▶ **What is needed**: Report how many lines below include the string "AgentContainerName". Please keep the reply to that number.

▶ **Dataset extract**:
▼

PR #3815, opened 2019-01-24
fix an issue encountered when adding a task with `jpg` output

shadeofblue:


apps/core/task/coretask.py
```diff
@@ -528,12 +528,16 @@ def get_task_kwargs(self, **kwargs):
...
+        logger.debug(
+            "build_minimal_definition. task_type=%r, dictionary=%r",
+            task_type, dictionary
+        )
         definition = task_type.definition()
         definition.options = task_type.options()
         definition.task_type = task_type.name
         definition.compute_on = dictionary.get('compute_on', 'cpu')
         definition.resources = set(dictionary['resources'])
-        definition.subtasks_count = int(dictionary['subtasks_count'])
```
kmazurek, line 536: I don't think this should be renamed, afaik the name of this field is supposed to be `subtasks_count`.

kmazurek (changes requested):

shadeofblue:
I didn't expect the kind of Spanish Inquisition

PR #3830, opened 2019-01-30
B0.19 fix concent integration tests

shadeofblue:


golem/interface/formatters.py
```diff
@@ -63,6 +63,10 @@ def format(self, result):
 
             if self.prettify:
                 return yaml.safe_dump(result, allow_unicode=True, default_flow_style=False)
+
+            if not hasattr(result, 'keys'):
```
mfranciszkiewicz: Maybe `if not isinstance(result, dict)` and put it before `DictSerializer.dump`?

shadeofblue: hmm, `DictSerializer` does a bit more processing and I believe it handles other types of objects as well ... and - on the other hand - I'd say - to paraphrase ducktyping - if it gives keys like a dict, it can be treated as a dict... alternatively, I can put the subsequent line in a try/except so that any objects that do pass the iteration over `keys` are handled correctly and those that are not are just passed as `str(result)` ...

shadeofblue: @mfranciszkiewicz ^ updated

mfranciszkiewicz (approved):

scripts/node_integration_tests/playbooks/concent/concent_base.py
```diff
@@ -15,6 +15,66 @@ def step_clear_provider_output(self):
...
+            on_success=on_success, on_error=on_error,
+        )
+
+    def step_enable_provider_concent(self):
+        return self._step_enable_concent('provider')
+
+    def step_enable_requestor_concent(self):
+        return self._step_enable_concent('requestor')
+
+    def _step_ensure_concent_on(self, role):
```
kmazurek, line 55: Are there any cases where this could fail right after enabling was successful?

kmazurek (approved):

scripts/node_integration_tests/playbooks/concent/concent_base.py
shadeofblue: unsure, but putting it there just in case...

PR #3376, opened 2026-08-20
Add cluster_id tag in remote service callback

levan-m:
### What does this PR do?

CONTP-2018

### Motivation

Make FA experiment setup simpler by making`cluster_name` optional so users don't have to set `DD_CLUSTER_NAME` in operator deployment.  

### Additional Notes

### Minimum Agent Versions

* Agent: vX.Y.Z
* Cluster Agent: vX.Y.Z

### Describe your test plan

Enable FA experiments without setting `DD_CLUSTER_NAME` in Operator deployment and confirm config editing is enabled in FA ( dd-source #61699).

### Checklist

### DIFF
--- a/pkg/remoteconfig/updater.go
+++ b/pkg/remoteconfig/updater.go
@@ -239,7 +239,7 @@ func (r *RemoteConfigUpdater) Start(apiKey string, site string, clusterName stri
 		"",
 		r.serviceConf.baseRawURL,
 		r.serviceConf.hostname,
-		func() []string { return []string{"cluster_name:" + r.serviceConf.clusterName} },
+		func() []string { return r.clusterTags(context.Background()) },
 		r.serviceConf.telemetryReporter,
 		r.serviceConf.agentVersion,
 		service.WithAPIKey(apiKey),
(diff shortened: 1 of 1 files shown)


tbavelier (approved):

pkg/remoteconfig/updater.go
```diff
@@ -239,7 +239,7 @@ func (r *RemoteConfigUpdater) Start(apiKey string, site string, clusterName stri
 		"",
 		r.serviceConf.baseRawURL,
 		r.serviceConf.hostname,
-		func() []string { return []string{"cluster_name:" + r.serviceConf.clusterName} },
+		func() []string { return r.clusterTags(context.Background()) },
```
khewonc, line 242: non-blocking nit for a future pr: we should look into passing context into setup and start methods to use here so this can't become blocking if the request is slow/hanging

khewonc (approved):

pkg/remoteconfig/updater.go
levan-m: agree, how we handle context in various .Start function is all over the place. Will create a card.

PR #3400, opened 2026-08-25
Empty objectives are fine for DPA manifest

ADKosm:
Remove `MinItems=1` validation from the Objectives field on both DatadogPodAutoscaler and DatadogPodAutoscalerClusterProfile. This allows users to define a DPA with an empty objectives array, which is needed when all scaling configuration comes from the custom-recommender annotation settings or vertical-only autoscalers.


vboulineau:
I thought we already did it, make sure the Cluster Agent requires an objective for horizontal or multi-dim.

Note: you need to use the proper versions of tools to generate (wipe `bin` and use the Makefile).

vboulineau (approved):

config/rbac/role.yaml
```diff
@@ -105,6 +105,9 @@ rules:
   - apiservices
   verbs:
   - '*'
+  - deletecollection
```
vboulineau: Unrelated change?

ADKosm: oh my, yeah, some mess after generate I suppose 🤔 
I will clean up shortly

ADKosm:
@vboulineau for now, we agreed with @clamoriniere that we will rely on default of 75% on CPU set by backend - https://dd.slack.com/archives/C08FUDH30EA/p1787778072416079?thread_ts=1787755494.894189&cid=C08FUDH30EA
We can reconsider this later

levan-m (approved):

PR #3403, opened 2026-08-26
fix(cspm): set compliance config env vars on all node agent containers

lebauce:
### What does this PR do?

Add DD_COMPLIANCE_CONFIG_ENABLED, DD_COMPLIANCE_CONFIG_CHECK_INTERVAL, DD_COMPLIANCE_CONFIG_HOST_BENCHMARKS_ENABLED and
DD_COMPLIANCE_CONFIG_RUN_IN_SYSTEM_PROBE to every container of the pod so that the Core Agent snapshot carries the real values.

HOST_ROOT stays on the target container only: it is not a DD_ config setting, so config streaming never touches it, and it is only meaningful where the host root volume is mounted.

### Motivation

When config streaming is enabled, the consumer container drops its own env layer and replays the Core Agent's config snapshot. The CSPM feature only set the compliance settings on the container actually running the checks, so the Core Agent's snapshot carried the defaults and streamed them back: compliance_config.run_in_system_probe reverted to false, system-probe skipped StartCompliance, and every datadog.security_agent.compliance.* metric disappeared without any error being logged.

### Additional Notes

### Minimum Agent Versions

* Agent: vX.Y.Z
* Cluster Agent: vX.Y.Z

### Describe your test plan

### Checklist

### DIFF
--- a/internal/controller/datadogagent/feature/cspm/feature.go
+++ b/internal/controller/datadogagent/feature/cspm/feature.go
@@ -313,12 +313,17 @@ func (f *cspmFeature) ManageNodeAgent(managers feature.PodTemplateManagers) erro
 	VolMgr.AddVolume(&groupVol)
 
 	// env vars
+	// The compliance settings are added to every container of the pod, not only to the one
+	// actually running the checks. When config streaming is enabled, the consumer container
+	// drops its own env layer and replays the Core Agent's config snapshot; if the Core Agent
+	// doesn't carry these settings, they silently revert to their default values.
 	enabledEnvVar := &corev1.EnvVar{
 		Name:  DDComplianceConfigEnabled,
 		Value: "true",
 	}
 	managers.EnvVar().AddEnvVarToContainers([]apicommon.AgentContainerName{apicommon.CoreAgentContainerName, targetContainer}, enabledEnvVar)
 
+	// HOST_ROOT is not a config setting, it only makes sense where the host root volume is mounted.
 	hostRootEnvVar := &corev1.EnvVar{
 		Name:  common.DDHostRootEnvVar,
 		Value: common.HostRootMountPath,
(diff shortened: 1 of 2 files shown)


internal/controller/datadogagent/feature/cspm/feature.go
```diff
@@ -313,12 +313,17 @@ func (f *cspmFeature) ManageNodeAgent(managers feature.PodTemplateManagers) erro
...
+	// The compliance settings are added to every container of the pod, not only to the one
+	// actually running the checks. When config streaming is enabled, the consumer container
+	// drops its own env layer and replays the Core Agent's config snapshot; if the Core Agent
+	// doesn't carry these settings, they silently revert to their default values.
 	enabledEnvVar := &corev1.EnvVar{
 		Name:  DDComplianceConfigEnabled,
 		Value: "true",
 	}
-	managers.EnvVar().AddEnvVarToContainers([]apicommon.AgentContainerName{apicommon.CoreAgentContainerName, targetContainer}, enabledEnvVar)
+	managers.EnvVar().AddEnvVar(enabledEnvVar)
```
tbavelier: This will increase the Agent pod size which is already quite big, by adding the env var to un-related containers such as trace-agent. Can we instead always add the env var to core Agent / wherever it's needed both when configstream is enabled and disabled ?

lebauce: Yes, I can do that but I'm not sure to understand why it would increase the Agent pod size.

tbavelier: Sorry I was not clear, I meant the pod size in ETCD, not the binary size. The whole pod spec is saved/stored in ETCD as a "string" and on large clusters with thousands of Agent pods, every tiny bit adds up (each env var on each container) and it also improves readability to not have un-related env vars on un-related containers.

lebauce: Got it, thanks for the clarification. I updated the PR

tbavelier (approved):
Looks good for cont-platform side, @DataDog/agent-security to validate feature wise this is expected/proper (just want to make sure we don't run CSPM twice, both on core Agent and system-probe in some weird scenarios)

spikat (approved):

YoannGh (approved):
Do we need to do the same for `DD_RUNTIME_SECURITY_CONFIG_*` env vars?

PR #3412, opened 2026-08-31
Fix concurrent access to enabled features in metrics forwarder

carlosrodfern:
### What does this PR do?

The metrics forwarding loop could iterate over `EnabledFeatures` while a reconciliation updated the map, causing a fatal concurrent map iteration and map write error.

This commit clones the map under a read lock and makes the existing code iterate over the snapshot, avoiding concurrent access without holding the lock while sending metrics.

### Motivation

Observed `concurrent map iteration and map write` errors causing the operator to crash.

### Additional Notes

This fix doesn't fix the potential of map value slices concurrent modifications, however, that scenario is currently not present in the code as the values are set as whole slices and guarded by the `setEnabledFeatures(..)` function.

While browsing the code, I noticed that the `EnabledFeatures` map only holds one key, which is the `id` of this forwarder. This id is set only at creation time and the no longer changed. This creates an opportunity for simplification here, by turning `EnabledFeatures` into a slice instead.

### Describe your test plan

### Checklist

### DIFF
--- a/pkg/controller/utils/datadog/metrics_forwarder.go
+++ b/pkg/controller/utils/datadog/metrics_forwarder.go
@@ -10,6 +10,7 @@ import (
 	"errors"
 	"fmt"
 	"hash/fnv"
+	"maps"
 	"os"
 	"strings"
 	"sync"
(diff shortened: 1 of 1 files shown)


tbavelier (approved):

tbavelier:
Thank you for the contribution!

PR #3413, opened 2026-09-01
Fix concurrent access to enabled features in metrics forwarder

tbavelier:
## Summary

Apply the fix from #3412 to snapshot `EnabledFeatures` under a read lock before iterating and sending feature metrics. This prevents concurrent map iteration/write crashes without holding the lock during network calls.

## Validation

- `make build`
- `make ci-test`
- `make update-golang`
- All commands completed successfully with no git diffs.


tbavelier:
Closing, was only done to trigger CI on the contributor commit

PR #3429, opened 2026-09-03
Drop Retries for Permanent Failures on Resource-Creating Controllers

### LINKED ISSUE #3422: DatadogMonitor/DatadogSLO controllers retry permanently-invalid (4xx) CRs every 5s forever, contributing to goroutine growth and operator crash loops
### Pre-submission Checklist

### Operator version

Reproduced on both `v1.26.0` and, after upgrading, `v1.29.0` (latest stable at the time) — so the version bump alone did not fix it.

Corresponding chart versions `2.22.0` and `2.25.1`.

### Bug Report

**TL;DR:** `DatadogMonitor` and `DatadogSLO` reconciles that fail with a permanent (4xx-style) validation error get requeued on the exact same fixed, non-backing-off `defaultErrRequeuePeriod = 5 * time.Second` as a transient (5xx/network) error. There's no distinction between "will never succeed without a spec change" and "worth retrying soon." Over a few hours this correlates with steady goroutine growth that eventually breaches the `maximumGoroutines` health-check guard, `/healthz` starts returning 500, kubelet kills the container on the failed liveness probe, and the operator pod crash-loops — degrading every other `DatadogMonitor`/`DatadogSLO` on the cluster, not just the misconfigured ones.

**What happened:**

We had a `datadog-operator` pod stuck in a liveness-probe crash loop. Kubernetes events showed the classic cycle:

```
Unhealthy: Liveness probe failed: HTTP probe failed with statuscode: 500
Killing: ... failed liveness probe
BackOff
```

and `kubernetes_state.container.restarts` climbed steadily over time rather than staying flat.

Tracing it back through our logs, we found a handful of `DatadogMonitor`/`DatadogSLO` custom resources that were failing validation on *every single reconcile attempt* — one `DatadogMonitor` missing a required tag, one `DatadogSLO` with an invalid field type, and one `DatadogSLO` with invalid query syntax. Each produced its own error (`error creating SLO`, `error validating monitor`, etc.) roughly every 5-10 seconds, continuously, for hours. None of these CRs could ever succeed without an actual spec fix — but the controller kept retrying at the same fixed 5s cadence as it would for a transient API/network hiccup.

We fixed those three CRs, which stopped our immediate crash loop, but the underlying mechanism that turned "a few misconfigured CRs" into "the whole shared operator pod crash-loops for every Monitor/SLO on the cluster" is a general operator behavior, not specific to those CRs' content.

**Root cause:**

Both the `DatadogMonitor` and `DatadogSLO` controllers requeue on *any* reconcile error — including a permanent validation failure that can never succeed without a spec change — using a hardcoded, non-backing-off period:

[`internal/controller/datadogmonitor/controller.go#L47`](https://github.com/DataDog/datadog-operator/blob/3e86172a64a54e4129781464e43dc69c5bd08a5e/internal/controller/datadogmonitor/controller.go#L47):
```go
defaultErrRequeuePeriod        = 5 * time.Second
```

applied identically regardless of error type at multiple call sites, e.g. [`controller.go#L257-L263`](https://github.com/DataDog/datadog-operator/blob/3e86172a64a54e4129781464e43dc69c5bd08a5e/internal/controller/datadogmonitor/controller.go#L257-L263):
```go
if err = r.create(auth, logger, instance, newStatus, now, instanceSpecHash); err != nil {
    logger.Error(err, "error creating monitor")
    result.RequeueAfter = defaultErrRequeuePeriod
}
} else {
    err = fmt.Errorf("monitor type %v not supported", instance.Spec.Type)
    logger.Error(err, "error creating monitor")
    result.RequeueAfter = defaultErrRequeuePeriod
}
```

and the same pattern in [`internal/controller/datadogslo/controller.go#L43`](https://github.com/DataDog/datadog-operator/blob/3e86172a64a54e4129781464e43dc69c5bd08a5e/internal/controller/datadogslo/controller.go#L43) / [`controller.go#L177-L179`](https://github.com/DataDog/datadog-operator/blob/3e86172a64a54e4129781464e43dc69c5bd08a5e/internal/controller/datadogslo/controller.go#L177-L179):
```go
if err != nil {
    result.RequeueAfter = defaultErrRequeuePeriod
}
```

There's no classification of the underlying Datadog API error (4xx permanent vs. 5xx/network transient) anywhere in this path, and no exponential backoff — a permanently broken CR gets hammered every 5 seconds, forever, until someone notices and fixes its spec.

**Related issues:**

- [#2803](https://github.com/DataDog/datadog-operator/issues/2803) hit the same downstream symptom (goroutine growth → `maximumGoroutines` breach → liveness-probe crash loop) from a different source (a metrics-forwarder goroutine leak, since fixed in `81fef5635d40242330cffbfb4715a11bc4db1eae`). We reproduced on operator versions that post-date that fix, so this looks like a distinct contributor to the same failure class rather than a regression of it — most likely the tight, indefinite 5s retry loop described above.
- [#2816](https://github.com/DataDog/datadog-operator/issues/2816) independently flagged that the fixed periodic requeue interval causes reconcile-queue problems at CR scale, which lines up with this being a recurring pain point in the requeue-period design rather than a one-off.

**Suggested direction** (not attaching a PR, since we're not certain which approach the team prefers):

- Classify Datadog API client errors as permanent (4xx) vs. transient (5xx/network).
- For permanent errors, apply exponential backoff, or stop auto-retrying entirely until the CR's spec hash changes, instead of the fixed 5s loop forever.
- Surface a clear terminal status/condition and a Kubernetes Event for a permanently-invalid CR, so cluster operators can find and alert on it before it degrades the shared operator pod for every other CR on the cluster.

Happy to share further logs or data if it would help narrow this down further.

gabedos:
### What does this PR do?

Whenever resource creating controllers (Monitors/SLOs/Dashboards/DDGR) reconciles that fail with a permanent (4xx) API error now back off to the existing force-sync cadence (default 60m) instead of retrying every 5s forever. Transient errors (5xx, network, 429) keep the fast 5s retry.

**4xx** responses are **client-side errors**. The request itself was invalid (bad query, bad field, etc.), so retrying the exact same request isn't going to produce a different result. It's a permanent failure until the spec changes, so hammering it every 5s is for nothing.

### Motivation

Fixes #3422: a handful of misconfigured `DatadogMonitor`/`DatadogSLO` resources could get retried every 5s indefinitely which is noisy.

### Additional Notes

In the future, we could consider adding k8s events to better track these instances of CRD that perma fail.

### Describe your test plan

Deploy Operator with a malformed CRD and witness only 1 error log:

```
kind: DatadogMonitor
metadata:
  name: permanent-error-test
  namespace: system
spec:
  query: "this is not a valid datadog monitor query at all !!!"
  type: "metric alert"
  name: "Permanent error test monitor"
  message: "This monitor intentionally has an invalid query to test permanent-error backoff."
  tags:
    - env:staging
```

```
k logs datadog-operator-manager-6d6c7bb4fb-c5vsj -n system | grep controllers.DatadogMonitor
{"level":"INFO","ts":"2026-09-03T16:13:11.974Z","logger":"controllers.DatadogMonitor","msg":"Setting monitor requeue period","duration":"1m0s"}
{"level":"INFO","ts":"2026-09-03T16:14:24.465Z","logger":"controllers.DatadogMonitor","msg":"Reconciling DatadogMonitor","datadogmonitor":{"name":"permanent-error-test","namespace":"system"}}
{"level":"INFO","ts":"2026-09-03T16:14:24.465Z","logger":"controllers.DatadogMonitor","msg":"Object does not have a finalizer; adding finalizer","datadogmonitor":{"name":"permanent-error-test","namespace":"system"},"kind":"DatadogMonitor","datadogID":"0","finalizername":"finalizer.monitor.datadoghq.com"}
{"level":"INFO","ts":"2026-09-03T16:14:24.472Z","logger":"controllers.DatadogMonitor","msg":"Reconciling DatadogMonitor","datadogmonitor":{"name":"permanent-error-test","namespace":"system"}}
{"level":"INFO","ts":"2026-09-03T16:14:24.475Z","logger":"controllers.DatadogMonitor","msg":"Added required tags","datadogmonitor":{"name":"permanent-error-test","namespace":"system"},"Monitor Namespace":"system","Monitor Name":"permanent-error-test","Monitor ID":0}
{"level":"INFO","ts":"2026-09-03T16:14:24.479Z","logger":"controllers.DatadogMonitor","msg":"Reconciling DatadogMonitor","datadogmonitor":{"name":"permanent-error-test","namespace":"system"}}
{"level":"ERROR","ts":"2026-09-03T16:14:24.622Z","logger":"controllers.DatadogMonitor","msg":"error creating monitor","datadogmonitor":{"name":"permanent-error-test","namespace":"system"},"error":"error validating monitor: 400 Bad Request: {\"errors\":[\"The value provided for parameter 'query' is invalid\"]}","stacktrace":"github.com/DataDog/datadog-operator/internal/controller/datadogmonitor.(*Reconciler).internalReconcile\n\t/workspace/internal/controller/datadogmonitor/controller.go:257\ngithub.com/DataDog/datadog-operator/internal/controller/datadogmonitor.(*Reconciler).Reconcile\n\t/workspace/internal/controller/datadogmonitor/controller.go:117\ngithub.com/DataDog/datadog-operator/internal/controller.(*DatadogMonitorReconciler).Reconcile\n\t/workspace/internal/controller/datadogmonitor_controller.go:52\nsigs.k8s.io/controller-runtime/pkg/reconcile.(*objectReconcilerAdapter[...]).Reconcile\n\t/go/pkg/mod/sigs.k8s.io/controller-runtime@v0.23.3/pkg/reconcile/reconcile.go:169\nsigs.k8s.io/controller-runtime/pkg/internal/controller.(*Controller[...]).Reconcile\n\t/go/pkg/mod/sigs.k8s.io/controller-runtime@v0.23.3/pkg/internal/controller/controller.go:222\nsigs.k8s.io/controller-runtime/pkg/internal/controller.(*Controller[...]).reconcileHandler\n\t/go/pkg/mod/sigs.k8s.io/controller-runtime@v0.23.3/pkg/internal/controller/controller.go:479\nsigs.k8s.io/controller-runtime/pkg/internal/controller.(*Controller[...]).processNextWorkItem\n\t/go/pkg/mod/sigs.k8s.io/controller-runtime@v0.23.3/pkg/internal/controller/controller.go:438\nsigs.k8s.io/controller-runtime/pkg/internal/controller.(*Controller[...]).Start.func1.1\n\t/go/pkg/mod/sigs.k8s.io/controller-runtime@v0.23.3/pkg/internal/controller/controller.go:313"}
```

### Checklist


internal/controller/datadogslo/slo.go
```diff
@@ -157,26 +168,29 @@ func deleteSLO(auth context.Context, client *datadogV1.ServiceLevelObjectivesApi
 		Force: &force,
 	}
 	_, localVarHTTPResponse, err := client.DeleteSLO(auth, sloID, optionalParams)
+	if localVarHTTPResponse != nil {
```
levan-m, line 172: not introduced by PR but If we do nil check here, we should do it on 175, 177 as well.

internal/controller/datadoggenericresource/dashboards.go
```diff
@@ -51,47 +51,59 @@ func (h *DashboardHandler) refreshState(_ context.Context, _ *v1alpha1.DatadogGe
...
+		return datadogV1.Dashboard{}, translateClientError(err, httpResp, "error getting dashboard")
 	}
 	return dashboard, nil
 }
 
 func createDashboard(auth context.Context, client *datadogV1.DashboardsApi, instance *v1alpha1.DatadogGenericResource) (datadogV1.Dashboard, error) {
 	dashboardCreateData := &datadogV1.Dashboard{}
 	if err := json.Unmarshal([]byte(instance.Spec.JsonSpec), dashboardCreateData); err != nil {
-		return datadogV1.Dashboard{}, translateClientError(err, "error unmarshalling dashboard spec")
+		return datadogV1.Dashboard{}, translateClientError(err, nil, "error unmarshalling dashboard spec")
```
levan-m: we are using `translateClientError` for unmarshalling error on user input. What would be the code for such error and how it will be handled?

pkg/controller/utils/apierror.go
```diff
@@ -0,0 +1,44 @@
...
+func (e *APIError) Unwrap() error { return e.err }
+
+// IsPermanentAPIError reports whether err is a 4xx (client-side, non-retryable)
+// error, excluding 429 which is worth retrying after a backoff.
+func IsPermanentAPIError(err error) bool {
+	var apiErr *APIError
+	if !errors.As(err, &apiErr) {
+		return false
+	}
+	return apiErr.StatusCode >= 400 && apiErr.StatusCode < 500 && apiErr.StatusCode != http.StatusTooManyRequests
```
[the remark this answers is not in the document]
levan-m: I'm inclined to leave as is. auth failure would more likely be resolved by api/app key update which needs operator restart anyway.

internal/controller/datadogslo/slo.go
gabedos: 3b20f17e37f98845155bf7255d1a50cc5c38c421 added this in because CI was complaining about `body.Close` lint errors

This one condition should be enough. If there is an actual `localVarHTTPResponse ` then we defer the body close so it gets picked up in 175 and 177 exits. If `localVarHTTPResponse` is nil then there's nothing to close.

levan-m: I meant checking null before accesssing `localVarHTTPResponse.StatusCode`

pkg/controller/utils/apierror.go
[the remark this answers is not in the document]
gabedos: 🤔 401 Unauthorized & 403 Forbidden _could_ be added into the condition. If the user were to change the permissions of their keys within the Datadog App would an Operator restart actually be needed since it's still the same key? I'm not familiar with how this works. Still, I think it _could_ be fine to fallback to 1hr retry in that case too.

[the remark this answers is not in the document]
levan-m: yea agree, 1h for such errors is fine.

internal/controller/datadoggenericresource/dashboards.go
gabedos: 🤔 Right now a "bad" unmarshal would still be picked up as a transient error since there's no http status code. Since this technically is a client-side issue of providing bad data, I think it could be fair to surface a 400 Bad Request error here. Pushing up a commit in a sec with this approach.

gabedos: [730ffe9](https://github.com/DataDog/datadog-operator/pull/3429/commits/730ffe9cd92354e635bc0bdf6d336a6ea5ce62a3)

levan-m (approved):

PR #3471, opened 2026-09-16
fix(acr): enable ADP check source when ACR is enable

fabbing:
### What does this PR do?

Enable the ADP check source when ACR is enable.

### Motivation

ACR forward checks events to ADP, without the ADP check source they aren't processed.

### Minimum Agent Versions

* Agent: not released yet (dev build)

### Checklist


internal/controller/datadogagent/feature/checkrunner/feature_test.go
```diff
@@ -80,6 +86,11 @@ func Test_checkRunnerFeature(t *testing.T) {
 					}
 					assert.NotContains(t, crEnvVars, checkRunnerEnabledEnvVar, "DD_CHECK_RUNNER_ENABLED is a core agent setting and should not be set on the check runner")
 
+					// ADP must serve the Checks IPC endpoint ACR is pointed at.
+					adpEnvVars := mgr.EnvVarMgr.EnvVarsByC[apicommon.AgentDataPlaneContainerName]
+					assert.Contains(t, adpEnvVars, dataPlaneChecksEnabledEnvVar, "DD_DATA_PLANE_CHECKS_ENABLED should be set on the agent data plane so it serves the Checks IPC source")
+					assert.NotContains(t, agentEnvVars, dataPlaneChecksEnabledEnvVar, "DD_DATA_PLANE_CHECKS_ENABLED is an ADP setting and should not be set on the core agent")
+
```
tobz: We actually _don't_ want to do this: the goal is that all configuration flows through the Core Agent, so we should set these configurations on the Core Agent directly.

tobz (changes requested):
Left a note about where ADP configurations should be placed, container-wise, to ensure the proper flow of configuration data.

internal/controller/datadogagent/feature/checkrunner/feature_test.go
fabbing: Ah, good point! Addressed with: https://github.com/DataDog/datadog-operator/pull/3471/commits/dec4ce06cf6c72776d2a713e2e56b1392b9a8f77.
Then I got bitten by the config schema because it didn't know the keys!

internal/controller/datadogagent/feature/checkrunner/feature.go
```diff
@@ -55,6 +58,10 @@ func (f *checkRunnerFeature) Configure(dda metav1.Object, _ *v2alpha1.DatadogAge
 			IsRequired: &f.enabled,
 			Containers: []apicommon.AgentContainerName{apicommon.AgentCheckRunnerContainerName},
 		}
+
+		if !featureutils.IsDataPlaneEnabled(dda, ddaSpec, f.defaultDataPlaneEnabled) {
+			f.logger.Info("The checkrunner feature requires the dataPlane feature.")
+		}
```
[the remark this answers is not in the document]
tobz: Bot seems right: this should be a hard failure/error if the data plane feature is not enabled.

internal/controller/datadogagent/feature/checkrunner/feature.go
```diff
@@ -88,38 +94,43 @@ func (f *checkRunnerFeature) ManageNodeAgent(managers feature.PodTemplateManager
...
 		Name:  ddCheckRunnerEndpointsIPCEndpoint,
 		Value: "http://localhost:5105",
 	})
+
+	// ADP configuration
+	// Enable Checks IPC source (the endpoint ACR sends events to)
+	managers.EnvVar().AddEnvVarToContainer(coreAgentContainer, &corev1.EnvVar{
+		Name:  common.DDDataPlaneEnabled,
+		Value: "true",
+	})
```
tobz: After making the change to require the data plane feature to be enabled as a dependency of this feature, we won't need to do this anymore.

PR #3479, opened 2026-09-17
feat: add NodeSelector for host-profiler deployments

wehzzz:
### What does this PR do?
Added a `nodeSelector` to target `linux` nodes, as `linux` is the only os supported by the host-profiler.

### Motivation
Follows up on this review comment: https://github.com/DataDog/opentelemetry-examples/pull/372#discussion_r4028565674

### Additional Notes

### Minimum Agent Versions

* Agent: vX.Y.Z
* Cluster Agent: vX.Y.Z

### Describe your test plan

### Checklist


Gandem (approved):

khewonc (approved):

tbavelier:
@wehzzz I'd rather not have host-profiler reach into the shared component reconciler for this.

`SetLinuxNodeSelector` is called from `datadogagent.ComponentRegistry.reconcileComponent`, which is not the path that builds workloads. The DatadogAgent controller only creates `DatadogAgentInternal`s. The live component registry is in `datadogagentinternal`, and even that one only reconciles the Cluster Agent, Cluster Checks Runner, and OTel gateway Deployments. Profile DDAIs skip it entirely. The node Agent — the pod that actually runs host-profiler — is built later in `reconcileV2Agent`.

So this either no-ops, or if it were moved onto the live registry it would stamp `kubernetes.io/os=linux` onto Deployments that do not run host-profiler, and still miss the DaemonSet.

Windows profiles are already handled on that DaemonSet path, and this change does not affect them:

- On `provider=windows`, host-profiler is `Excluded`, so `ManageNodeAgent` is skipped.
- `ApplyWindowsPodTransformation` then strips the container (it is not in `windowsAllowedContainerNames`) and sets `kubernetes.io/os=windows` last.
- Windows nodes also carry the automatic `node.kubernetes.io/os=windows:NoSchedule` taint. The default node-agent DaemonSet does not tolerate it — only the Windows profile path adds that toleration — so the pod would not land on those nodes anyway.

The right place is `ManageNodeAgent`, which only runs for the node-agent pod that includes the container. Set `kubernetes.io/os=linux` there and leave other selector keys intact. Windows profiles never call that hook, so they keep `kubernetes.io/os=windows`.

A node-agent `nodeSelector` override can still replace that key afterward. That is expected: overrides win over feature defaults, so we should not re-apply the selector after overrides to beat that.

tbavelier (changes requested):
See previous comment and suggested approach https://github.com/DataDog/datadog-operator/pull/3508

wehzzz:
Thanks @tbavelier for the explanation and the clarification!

▲

▶ **Response below**: 3